◆ Assignment: Report each line from the records where the string "easier" turns up.

◆ Input for this task:
= = = = =

PR #896, opened 2020-08-25
💎 Update tags at scope instead of updating VMs

CecileRobertMichon:
**What this PR does / why we need it**: This fixes a TODO in the AzureMachine controller to use the new tags' SDK CreateOrUpdateAtScope (released in v0.45.1). This allows:
1. Making the update more targeted, updating tags only instead of the entire VM resource
2. Unit testing the tags reconciler
3. in the future the same createOrUpdateAtScope tags reconciler could be used for other Azure resources

Fixed a few typos on the way.

Fixes #

**TODOs**:

- [ ] squashed commits
- [ ] includes documentation
- [ ] adds unit tests

**Release note**:

```release-note
Use tags CreateOrUpdateAtScope to ensure VM tags are correct after the VM is created
```


nader-ziada:
I tried running this code and all looks good 

also 👍 for all the cleanup

api/v1alpha3/tags.go
```diff
@@ -118,6 +118,12 @@ const (
 
 	// CommonRole describes the value for the common role
 	CommonRole = "common"
+
+	// TagsLastAppliedAnnotation is the key for the machine object annotation
```
CecileRobertMichon, line 122: just noticed need to fix the comment to match the name here

nader-ziada: missed that one

PR #898, opened 2020-08-25
✨ Add support to specify subnet's Nat Gateway

### LINKED ISSUE #894: Nat gateway support in SubnetSpec
***Goals***
1. Support specifying the Nat Gateway in the `SubnetSpec` type.

***Non-Goals/Future Work***

**User Story**

As a [developer/user/operator] I would like to specify which Nat Gateway to use when describing subnets for being able to configure egress traffic in worker nodes.

**Detailed Description**

[The `SubnetSpec` type](https://github.com/kubernetes-sigs/cluster-api-provider-azure/blob/92164bbf8c1ae7073c7d3f63ade6cb9c9335f971/api/v1alpha3/types.go#L357-L384) supports specifying some subnet properties like the route table, or the security group. When these subnet properties are set, [the controller](https://github.com/kubernetes-sigs/cluster-api-provider-azure/blob/df22023917a8b856e2960f5f199b9281f96decb4/cloud/services/subnets/subnets.go#L76-L89) sends their value to the Azure API to create the subnet. I'd like to add a new field to the `SubnetSpec` type in CAPZ, so that users could specify the Nat Gateway to use when reconciling the subnets.

A new field in the `SubnetSpec` field would be needed. It would be backward compatible.

Controller would check the new field and use it when not empty. It would be backward compatible.

/kind proposal

fiunchinho:

Adds new field to `SubnetSpec` so that users can specify the Nat Gateway to use when creating subnets.

Fixes #894 

**TODOs**:

- [X] squashed commits
- [X] includes documentation
- [ ] adds unit tests

**Release note**:

```release-note
Added new field to `SubnetSpec` so that users can specify the Nat Gateway to use when creating subnets.
```


fiunchinho:
It has been harder to add the :sparkles: emoji to the PR title than to make the actual change :smile:

api/v1alpha3/types.go
```diff
@@ -381,6 +388,10 @@ type SubnetSpec struct {
 	// RouteTable defines the route table that should be attached to this subnet.
 	// +optional
 	RouteTable RouteTable `json:"routeTable,omitempty"`
+
+	// NatGateway associated with this subnet.
+	// +optional
+	NatGateway NatGateway `json:"natGateway,omitempty"`
```
CecileRobertMichon, line 394: where is this used? you also need to update the controller to consume this. See how route table is created/set on the subnet.

fiunchinho: This is not used. I figured it would be better to first introduce the field and then make the change in the relevant controllers. Should I submit all the changes in this PR instead?

CecileRobertMichon: I personally would prefer we don't merge unused API fields. Feel free to separate the controller changes in a separate commit in the same PR.

alexeldeib:
protip for emoji: if you type it out `:gem:` in the git commit, github will show the message with the emoji and when you have the PR open in preview state. I always copy paste it from there into the title :)

fiunchinho:
I just pushed an implementation copying more or less the route tables implementation.

cloud/services/natgateways/natgateways.go
```diff
@@ -0,0 +1,93 @@
...
+
+	for _, natGatewaySpec := range s.Scope.NatGatewaySpecs() {
+		existingNatGateway, err := s.Get(ctx, s.Scope.ResourceGroup(), natGatewaySpec.Name)
+		if !azure.ResourceNotFound(err) {
+			if err != nil {
+				return errors.Wrapf(err, "failed to get nat gateway %s in %s", natGatewaySpec.Name, s.Scope.ResourceGroup())
+			}
+
+			// nat gateway already exists
+			// currently don't support:
```
alexeldeib, line 44: If you intend for this iteration so support only one nat gateway, please change the logic here and around `NatGatewaySpecs()` to return a single element, not a slice. Right now this overwrites the name/id below will be overwritten on each iteration, but because we hardcode one nat gateway spec, it happens to work.

cloud/scope/cluster.go
```diff
@@ -234,6 +243,11 @@ func (s *ClusterScope) RouteTable() *infrav1.RouteTable {
 	return &s.AzureCluster.Spec.NetworkSpec.GetNodeSubnet().RouteTable
 }
 
+// NatGateway returns the cluster node nat gateway.
+func (s *ClusterScope) NatGateway() *infrav1.NatGateway {
```
alexeldeib, line 247: If you want to return multiple nat gateways from `NatGatewaySpecs()` you can follow the example with `NodeSubnet/ControlPlaneSubnet`, or something like that.

cloud/scope/cluster.go
```diff
@@ -156,6 +157,13 @@ func (s *ClusterScope) RouteTableSpecs() []azure.RouteTableSpec {
 	}}
 }
 
+// NatGatewaySpecs returns the node nat gateway
+func (s *ClusterScope) NatGatewaySpecs() []azure.NatGatewaySpec {
+	return []azure.NatGatewaySpec{{
+		Name: s.NatGateway().Name,
```
CecileRobertMichon, line 163: what if NatGateway is nil? we should only create it if explicitly specified by the user, ie. default behavior does not change

api/v1alpha3/azurecluster_default.go
```diff
@@ -95,6 +95,9 @@ func (c *AzureCluster) setSubnetDefaults() {
 	if nodeSubnet.RouteTable.Name == "" {
 		nodeSubnet.RouteTable.Name = generateRouteTableName(c.ObjectMeta.Name)
 	}
+	if nodeSubnet.NatGateway.Name == "" {
+		nodeSubnet.NatGateway.Name = generateNatGatewayName(c.ObjectMeta.Name)
```
CecileRobertMichon, line 99: This mean we would be creating it by default. I'm not sure that's a behavior change we want, @devigned @alexeldeib thoughts?

cloud/services/natgateways/natgateways.go
```diff
@@ -0,0 +1,93 @@
...
+			//  1. creating separate control plane and node (#718) so update both
```
CecileRobertMichon, line 45: this is changing in #816 FWIW

api/v1alpha3/azurecluster_default.go
CecileRobertMichon: this is different behavior than described in the issue, ie. `Controller would check the new field and use it when not empty. It would be backward compatible.`

cloud/scope/cluster.go
fiunchinho: I want to return multiple gateways. I believe I need to add a `Role` field to the `NatGatewaySpec`, otherwise when we are reconciling NAT Gateways that have been already created and want to save the NAT Gateway ID back into the `SubnetSpec` in the CR, I wouldn't know which `NatGatewayspec` is which while iterating. Am I making sense?

api/v1alpha3/azurecluster_default.go
alexeldeib: i'd prefer the latter behavior, at least in the first iteration

cloud/scope/cluster.go
alexeldeib: since you have access to the subnets here, I might do something like:
```
func (s* clusterScope) NodeNatGateway() *infrav1.NatGateway
func (s* clusterScope)  ControlPlaneNatGateway() *infrav1.NatGateway
func (s *ClusterScope) NatGatewaySpecs() []azure.NatGatewaySpec {
	var gateways []azure.NatGatewaySpec{}
        if gateway := s.NodeNatGateway(); gateway != nil {
            gateways = append(gateways, gateway)
        }
        if gateway := s.ControlPlaneNatGateway(); gateway != nil {
            gateways = append(gateways, gateway)
        }
}
```

alexeldeib: and yeah the individual funcs could attach the role to the nat gateway, cc @CecileRobertMichon on that approach

fiunchinho:
Superseeded by https://github.com/kubernetes-sigs/cluster-api-provider-azure/pull/1188

PR #678, opened 2024-09-04
feat(systemverilog): Add SV textobjects

henrykvdb:
Added very basic textobjects for SystemVerilog. Tested them in nvim also and they seemed to work fine :)

This is the first time I am writing treesitter querries so any critique is welcome!
(I ran the querry formatter so that should be okay)


henrykvdb:
After some further testing I realized my changeset is not fully complete.

I want to match code blocks like so:

```
(seq_block
    (simple_identifier)
    .
    (_) @_start @_end
    (_)* @_end
    .
    (#make-range! "block.inner" @_start @_end)) @block.outer
```

However the (simple_identifier) is optional and not always present, I tried making it optional by adding `?` to it

```
(seq_block
    (simple_identifier)?
    .
    (_) @_start @_end
    (_)* @_end
    .
    (#make-range! "block.inner" @_start @_end)) @block.outer
```

This however does not work because now the (simple_identifier) will be matched by the `(_) @_start @_end`.

So I would need either
- `?` but greedy, so it always matches (simple_identifier) if present OR
- I need to somehow replace it so (_) matches anything except `(simple_identifier)`.

I am sure there is some easy/clean syntax to accomplish this, but I could not manage to find it yet from reading through the documentation. Any suggestions?

henrykvdb:
I fixed some small issue and now everything behaves as expected.

This PR is linked to https://github.com/nvim-treesitter/nvim-treesitter/pull/7170 and should be accepted at the same time ideally.

ribru17 (approved):
LGTM! One nit: would you mind changing the `@_start @_end` double captures to just `@_start`? `make-range` knows to ignore the range if `@_end` is `nil`

henrykvdb:
Hi @ribru17 thank you for the review.

I don't have a setup ready to quickly test the proposed changes and I am not comfortable doing it without testing, however feel free to modify it as you like

clason:
(`#make-range!` is slated for removal anyway)

PR #682, opened 2024-09-06
feat: modify behaviour of `@assignment.outer` so it includes keywords like `const`, `local` etc. and semicolon

### LINKED ISSUE #681: Change behaviour of @assignment.outer to include `local` and similar keywords
Deleting an entire assignment is a common task and it would be nice to have a text object for that

New text object `@assignment.full` will capture the entire assignment. 

`[` and `]` denote what area the textobject will capture, if our cursor is at `*`

E.g. in javascript

```
[con*st foo = "foo";]
```
```js
[const bar = (bar) => "b*ar";]
```
```js
[const baz = function (str, num) {
  console.log(str)
  const obj = {
    str,
    num,
  }
retu*rn obj
};]
```

```js
const baz = function (str, num) {
  console.log(str)
  [const obj = {
    str,*
    num,
  };]
return obj
};
```

nikitarevenco:
Goal of PR (For all languages which support either of the first 1-4 text objects): 

- Change `assignment.outer` so that it captures extra tokens like `const` and semicolon

### ecma (js, jsx, ts, tsx):

```ts
const x = 5;
```
- `@assignment.outer`: `const x = 5;`

### c and c++

```c
int x = 5;
```
- `@assignment.outer`: `int x = 5;`

### bash

```bash
x=5
```

- `@assignment.outer`: `x=5`

### python

```python
x = 5
```

- `@assignment.outer`: `x=5`

### css and scss:
```css
body {
  margin: 1px 2px 3px 4px;
}
```

- `@assignment.outer`: `margin: 1px 2px 3px 4px;`

### Languages changed:

a -> b, c means b and c inherit from a, so no changes were made to b or c

- [x] apex 
- [x] go
- [x] ecma -> js, ts, jsx, tsx, 
- [x] lua
- [x] julia
 
### Languages not changed since they don't have keywords like `const` or similar, OR they were already working well:

- [x] nim
- [x] python
- [x] bash
- [x] yaml
- [x] rust 
- [x] cuda 
- [x] fish
- [x] css -> sass
- [x] hcl -> terraform
- [x] c -> fennel, ( cpp -> glsl, ( hlsl -> slang ) )
- [x] inko
- [x] matlab
- [x] odin
- [x] r
- [x] tact
- [x] v
- [x] vim

Closes #681

### DIFF
--- a/queries/apex/textobjects.scm
+++ b/queries/apex/textobjects.scm
@@ -99,6 +99,12 @@
 ] @comment.outer
 
 ; assignment
-(variable_declarator
-  name: (identifier) @assignment.lhs
-  value: (_) @assignment.rhs) @assignment.inner @assignment.outer
+(field_declaration
+  (variable_declarator
+    name: (identifier) @assignment.lhs
+    value: (_) @assignment.rhs) @assignment.inner) @assignment.outer
+
+(local_variable_declaration
+  (variable_declarator
+    name: (identifier) @assignment.lhs
+    value: (_) @assignment.rhs) @assignment.inner) @assignment.outer
--- a/queries/ecma/textobjects.scm
+++ b/queries/ecma/textobjects.scm
@@ -239,9 +239,10 @@
 ; number
 (number) @number.inner
 
-(variable_declarator
-  name: (_) @assignment.lhs
-  value: (_) @assignment.inner @assignment.rhs) @assignment.outer
+(lexical_declaration
+  (variable_declarator
+    name: (_) @assignment.lhs
+    value: (_) @assignment.inner @assignment.rhs)) @assignment.outer
 
 (variable_declarator
   name: (_) @assignment.inner)
--- a/queries/go/textobjects.scm
+++ b/queries/go/textobjects.scm
@@ -157,18 +157,22 @@
   left: (_) @assignment.lhs
   right: (_) @assignment.rhs @assignment.inner) @assignment.outer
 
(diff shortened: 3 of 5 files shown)


kiyoon:
I don't really agree that assignment.inner should be gone.

First, I considered assignment.lhs and rhs to be more of an addition for people who'd like granular control but I expected that with assignment.inner you can still do most things.

I just think that most of the time people expect assignment.outer to include the whole statement. The problem was that I think with languages with more complex syntax it was hard to design such thing (like it can consist of so many different mixture of const, final, variable types etc. in different order) and it ended up having a simple version of the implementation.

nikitarevenco:
> I don't really agree that assignment.inner should be gone.
> 
> First, I considered assignment.lhs and rhs to be more of an addition for people who'd like granular control but I expected that with assignment.inner you can still do most things.
> 
> I just think that most of the time people expect assignment.outer to include the whole statement. The problem was that I think with languages with more complex syntax it was hard to design such thing (like it can consist of so many different mixture of const, final, variable types etc. in different order) and it ended up having a simple version of the implementation.

Fair enough, I'll update the PR to restore behaviour of assignment.inner

nikitarevenco:
Update: I have looked over every single language, and modified all the ones that need modifying. Some languages like `Rust` and `C` already have expected behaviour: `@assignment.outer` selecting the *entire* assignment.

PR is ready for review

PR #683, opened 2024-09-07
feat(ecma): add support for @return.inner, @return.outer and @statement.outer

### LINKED ISSUE #686: javascript @return.inner, @return.outer, and @statement.outer support
It would be amazing to be able to use these text objects in the best language ever created

(and for typescript + jsx, which inherit from @ecma )

nikitarevenco:
This includes js, ts, jsx, and tsx

Closes #686


kiyoon:
Note that you shouldn't change the README manually because there is an automatic CI that does it

nikitarevenco:
> Note that you shouldn't change the README manually because there is an automatic CI that does it

I have reverted changes to the Md file

ribru17:
Would you mind running the query formatter? Then we can merge

nikitarevenco:
> Would you mind running the query formatter? Then we can merge

Ok!

ribru17:
Thank you! Also one last thing, I apologize for not mentioning earlier- would you mind putting this in an alteration? It would probably be easier to read. Something like:
```
[
  (for_statement)
  (while_statement)
  ...etc
] @statement.outer
```

nikitarevenco:
> Thank you! Also one last thing, I apologize for not mentioning earlier- would you mind putting this in an alteration? It would probably be easier to read. Something like:
> 
> ```
> [
>   (for_statement)
>   (while_statement)
>   ...etc
> ] @statement.outer
> ```
> 
> the return statement can stay on its own

Sure!, I agree this makes it more reasonable. I wasn't even aware of this syntax till now, that's cool!

ribru17:
Thanks!

PR #685, opened 2024-09-08
feat(typescript): add @annotation.inner and @annotation.outer

### LINKED ISSUE #684: @annotation.inner and @annotation.outer
I'd like to `@annotation.inner` and `@annotation.outer`

if this gets accepted, i'll do a PR for typescript

@annotation.inner and @annotation.outer
```scm
(type_annotation
  (_) @annotation.inner) @annotation.outer
```

If we have

```ts
let isStringVar: IsString<string> = true;
```
- `@annotation.inner`: `IsString<string>`
- `@annotation.outer`: `: IsString<string>`

We can use a different name, it's not a big deal to me

NikitaRevenco:
This PR adds support for two new text objcects

I'm going to add note to the README about the new text objects if this PR gets accepted

- Closes #684

### DIFF
--- a/queries/typescript/textobjects.scm
+++ b/queries/typescript/textobjects.scm
@@ -38,3 +38,6 @@
     .
     "}"
     (#make-range! "class.inner" @_start @_end)))
+
+(type_annotation
+  (_) @annotation.inner) @annotation.outer


clason:
Adding new textobjects is something we do not do lightly. You would need to add them (with explanation!) to `CONTRIBUTING.md` (which is used in CI to enforce valid captures) and the README table.

nikitarevenco:
> Adding new textobjects is something we do not do lightly. You would need to add them (with explanation!) to `CONTRIBUTING.md` (which is used in CI to enforce valid captures) and the README table.

I'm happy to do those steps and complete this PR for as many languages as I can if #684 gets accepted

NikitaRevenco:
i dont use neovim anymore so, someone else can rebase this PR if they want

PR #697, opened 2024-09-29
feat(tact): update queries

novusnota:


novusnota:
Updated queries to Tact v1.6.0 :)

= = = = =

◆ Reply:
Thank you! Also one last thing, I apologize for not mentioning earlier- would you mind putting this in an alteration? It would probably be easier to read. Something like:
> Thank you! Also one last thing, I apologize for not mentioning earlier- would you mind putting this in an alteration? It would probably be easier to read. Something like:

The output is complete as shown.